---------- Exercise data
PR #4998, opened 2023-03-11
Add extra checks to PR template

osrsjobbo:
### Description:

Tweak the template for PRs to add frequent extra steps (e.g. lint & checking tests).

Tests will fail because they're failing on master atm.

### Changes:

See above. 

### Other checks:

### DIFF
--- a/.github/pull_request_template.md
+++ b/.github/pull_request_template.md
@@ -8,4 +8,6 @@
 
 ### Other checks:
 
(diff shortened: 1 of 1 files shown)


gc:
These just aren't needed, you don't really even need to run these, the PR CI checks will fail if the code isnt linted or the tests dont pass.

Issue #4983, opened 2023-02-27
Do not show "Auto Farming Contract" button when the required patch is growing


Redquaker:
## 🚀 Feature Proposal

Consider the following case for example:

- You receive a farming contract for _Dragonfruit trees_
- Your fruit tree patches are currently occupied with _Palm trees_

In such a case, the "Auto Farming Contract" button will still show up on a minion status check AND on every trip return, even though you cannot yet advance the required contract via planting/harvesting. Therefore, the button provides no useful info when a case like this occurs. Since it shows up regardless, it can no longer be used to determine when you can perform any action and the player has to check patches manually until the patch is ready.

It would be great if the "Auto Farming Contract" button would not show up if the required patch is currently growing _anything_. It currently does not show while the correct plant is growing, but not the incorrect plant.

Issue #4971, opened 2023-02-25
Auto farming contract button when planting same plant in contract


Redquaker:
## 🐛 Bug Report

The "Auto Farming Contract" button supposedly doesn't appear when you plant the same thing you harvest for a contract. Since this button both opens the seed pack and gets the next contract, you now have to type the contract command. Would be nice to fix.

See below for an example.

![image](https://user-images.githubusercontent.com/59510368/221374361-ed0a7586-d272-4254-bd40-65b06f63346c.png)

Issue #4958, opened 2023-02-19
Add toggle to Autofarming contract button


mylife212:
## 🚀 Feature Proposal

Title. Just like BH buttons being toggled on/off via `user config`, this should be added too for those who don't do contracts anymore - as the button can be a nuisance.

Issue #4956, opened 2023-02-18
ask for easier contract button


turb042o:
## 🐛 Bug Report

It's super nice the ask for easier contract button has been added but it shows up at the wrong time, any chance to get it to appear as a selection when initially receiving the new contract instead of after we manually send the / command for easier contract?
--------------------
---------- Exercise data
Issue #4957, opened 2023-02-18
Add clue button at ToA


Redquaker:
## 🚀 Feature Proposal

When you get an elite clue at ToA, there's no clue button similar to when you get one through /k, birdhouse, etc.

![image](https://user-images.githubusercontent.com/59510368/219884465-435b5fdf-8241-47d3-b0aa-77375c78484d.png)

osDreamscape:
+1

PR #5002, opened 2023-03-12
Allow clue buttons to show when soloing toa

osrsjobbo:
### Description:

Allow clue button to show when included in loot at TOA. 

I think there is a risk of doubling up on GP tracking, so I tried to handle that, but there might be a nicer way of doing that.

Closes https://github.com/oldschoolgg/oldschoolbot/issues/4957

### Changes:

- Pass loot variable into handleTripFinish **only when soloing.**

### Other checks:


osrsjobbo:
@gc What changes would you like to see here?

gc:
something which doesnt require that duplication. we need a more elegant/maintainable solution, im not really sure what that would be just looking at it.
--------------------
Goal of the exercise:
Go through the records above and copy each line where "currently" is found.

Result of the exercise:
- Your fruit tree patches are currently occupied with _Palm trees_
It would be great if the "Auto Farming Contract" button would not show up if the required patch is currently growing _anything_. It currently does not show while the correct plant is growing, but not the incorrect plant.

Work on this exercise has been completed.